# Exercise
All lines holding the word "code" should be located in the records and copied.

Collected data

PR #1684, opened 2019-01-17
improve show of GroupedDataFrame

bkamins:
Use `repr` to show grouping column values and improve escaping in HTML and LaTeX output.

### DIFF
--- a/src/abstractdataframe/io.jl
+++ b/src/abstractdataframe/io.jl
@@ -168,7 +168,7 @@ function Base.show(io::IO, mime::MIME"text/html", gd::GroupedDataFrame)
     N = length(gd)
     keynames = names(gd.parent)[gd.cols]
     parent_names = names(gd.parent)
-    keys = join(':' .* string.(keynames), ", ")
+    keys = html_escape(join(':' .* string.(keynames), ", "))
     keystr = length(gd.cols) > 1 ? "keys" : "key"
     groupstr = N > 1 ? "groups" : "group"
     write(io, "<p><b>$(typeof(gd).name) with $N $groupstr based on $keystr: $keys</b></p>")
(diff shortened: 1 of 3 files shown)


src/abstractdataframe/io.jl
```diff
@@ -168,15 +168,15 @@ function Base.show(io::IO, mime::MIME"text/html", gd::GroupedDataFrame)
...
+    keys = html_escape(join(':' .* string.(keynames), ", "))
     keystr = length(gd.cols) > 1 ? "keys" : "key"
     groupstr = N > 1 ? "groups" : "group"
     write(io, "<p><b>$(typeof(gd).name) with $N $groupstr based on $keystr: $keys</b></p>")
     if N > 0
         nrows = size(gd[1], 1)
         rows = nrows > 1 ? "rows" : "row"
 
-        identified_groups = [':' * string(parent_names[col], " = ", first(gd[1][col]))
+        identified_groups = [html_escape(':' * string(parent_names[col], " = ", repr(first(gd[1][col]))))
```
nalimilan: While we're at it, I wonder whether we should drop the leading `:` (we don't show it in the column header). Cc: @pdeffebach

bkamins: I mildly lean towards dropping `:`, but I am OK with both.

bkamins:
A side question: do you know why AppVeyor shows that it has failed on nightly x64, while the log shows that the tests have passed?

src/abstractdataframe/io.jl
pdeffebach: Yeah I do, too. I think we should drop the `:` for consistency.

bkamins: OK - I will drop it in this PR.

Issue #1675, opened 2019-01-13
DataFrameRow conversion to DataFrame broken


alyst:
On Julia v1.0.3 and DataFrames 0.16
```
julia> using DataFrames

julia> df = DataFrame(a = [1, 2], b = [:a, :b])
2×2 DataFrame
│ Row │ a     │ b      │
│     │ Int64 │ Symbol │
├─────┼───────┼────────┤
│ 1   │ 1     │ a      │
│ 2   │ 2     │ b      │

julia> df[1, :]
DataFrameRow (row 1)
a  1
b  a

julia> DataFrame(df[1, :])
0×0 DataFrame
```

I think it was working (as naturally expected) in 0.15. One consequence of this is that `append!(df, df[1, :])` fails with "Column names do not match".

nalimilan:
Woops, looks like the fallback Tables constructor is used. We should define a special constructor for `DataFrameRow`.

But returning an empty data frame is really weird. I would expect either an error or something meaningful. What do you think @quinnj?

> One consequence of this is that `append!(df, df[1, :])` fails with "Column names do not match".

AFAIK that never worked (it should be `push!` anyway): see https://github.com/JuliaData/DataFrames.jl/pull/1439.

bkamins:
`DataFrameRow` should behave in exactly the same way as a `NamedTuple` of values. Therefore:
* one should use `push!` instead of `append!`;
* constructing a `DataFrame` from a `DataFrameRow` as of current should fail;

The issue is that `Base.IteratorEltype` returns a different value for `NamedTuple` and for `DataFrameRow`. As we probably should not change it now we should add a special handling for `DataFrameRow`.

We should first decide if we want `DataFrame((a=1, b=2))` to work (now it fails). Maybe @quinnj could comment here (the issue is that if it would work we would perform an implicit broadcasting which I think we should not do). Depending on the answer an appropriate implementation for `DataFrameRow` should be provided (so my "default" is that `DataFrame(::DataFrameRow)` should throw an error).

An idiomatic pattern that currently works is `DataFrame(pairs(dfr)...)` and the same with a `NamedTuple`: `DataFrame(pairs(nt)...)`. In this approach we perform an implicit broadcasting, but it does not introduce ambiguity because it calls a different constructor.

bkamins:
We could implement a more convenient replacement for `DataFrame(pairs(dfr)...)`, e.g. that `DataFrame` constructor accepts a generator/iterator of `Paris`.

[...]

PR #1685, opened 2019-01-17
Improve push! and DataFrame for DataFrameRow

bkamins:
Changes in this PR:
* add `push!` for `DataFrameRow`
* add `DataFrame` constructor for `DataFrameRow` (it is inconsistent with `NamedTuple`, but we cannot guarantee consistency here anyway so it does not hurt to allow it)
* finish deprecation period for `push!` with string keys; now we do not allow it
* small performance improvements in column lookup

This replaces https://github.com/JuliaData/DataFrames.jl/pull/1439 and fixes https://github.com/JuliaData/DataFrames.jl/issues/1675.

### DIFF
--- a/src/dataframerow/dataframerow.jl
+++ b/src/dataframerow/dataframerow.jl
@@ -203,3 +203,39 @@ function Base.isless(r1::DataFrameRow, r2::DataFrameRow)
     end
     return false
 end
+
+function DataFrame(dfr::DataFrameRow)
+    row, cols = parentindices(dfr)
+    parent(dfr)[row:row, cols]
+end
+
+pushhelper!(x, r) = push!(x, x[r])
+
+function Base.push!(df::DataFrame, dfr::DataFrameRow)
+    if parent(dfr) === df && index(dfr) isa Index
+        # in this case we are sure that all we do is safe
+        r = row(dfr)
+        for col in _columns(df)
+            pushhelper!(col, r)
+        end
+    else
+        # DataFrameRow can contain duplicate columns and we disallow this
+        # corner case when push!-ing
+        size(df, 2) == length(dfr) || throw(ArgumentError("Inconsistent number of columns"))
+        i = 1
+        for nm in _names(df)
+            try
+                push!(df[i], dfr[nm])
+            catch
+                #clean up partial dfr
+                for j in 1:(i - 1)
+                    pop!(df[j])
+                end
+                msg = "Error adding value to column :$nm."
+                throw(ArgumentError(msg))
+            end
+            i += 1
+        end
+    end
+    df
+end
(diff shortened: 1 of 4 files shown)


src/dataframerow/dataframerow.jl
```diff
@@ -203,3 +203,39 @@ function Base.isless(r1::DataFrameRow, r2::DataFrameRow)
     end
     return false
 end
+
+function DataFrame(dfr::DataFrameRow)
+    row, cols = parentindices(dfr)
+    parent(dfr)[row:row, cols]
+end
+
+pushhelper!(x, r) = push!(x, x[r])
```
nalimilan: I don't understand the advantage of this helper. :-)

src/dataframerow/dataframerow.jl
```diff
@@ -203,3 +203,39 @@ function Base.isless(r1::DataFrameRow, r2::DataFrameRow)
...
+    else
+        # DataFrameRow can contain duplicate columns and we disallow this
+        # corner case when push!-ing
+        size(df, 2) == length(dfr) || throw(ArgumentError("Inconsistent number of columns"))
+        i = 1
+        for nm in _names(df)
+            try
+                push!(df[i], dfr[nm])
+            catch
+                #clean up partial dfr
```
```suggestion
                #clean up partial row
```

src/dataframerow/dataframerow.jl
nalimilan: Have you checked it really makes a difference? Without `@noinline` I'd expect it to be inlined since it's short, which would defeat its purpose. Also a comment would be useful.

bkamins: I would say that the difference is relevant.

Here are the benchmarks:

my approach using a barrier function:
```
julia> df = DataFrame(rand(100, 100));

julia> dfr = df[10, :];

julia> @benchmark push!($df, $dfr)
BenchmarkTools.Trial:
  memory estimate:  0 bytes
  allocs estimate:  0
  --------------
  minimum time:     2.113 μs (0.00% GC)
  median time:      2.228 μs (0.00% GC)
  mean time:        2.676 μs (0.00% GC)
  maximum time:     48.664 μs (0.00% GC)
  --------------
  samples:          10000
  evals/sample:     9
```

the approach without a barrier function:
```
julia> df = DataFrame(rand(100, 100));

julia> dfr = df[10, :];

julia> @benchmark push!($df, $dfr)
BenchmarkTools.Trial:
  memory estimate:  1.56 KiB
  allocs estimate:  100
  --------------
  minimum time:     3.791 μs (0.00% GC)
  median time:      3.920 μs (0.00% GC)
  mean time:        4.704 μs (0.59% GC)
  maximum time:     61.044 μs (91.37% GC)
  --------------
  samples:          10000
  evals/sample:     8
```

bkamins: I have added a comment in the code.

nalimilan: OK. How about adding `@noinline` just to be sure, in case the compiler changes its strategy?

bkamins: Added. These compiler-level things with Julia are sometimes tricky 😄.

PR #1687, opened 2019-01-19
Remove duplicate tests for DataFrame equality

petershintech:
It seems there are residuals of the same code to test the equality of DataFrame.


petershintech:
Yes, I can see those lines are exactly same as the following lines.

bkamins:
Thank you!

# Final answer
bkamins: I have added a comment in the code.
It seems there are residuals of the same code to test the equality of DataFrame.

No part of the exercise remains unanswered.